▸ PROBLEM STATEMENT:
Nothing but the lines below between the line holding "Issue #8375, opened 2024-10-06" and the line holding "2024, branch 'master')", inclusive, should appear in the answer, each set down exactly.

▸ MATERIAL SHOWN:
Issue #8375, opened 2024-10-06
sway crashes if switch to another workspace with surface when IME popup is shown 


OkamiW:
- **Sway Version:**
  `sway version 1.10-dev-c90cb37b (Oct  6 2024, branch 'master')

* * *

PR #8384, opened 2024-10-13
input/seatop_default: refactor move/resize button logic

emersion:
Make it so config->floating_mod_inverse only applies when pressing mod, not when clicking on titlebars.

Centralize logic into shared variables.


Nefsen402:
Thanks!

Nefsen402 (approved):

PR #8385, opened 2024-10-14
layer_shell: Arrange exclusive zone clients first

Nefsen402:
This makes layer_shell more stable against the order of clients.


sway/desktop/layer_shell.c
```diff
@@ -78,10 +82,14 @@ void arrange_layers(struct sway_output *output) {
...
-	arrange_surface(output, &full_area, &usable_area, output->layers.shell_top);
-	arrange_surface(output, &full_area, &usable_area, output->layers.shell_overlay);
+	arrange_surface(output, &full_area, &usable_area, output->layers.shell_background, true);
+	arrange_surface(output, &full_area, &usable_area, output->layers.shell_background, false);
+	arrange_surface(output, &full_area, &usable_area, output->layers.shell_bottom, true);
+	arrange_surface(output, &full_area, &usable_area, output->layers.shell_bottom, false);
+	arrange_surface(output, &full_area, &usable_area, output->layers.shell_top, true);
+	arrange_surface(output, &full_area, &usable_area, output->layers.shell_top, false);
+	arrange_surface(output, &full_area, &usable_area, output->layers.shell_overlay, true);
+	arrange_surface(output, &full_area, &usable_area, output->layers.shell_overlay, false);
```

* * *

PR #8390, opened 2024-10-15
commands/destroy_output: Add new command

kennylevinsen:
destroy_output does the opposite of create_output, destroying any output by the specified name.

▸ SOLUTION FOR THIS TASK:
Issue #8375, opened 2024-10-06
sway crashes if switch to another workspace with surface when IME popup is shown 


OkamiW:
- **Sway Version:**
  `sway version 1.10-dev-c90cb37b (Oct  6 2024, branch 'master')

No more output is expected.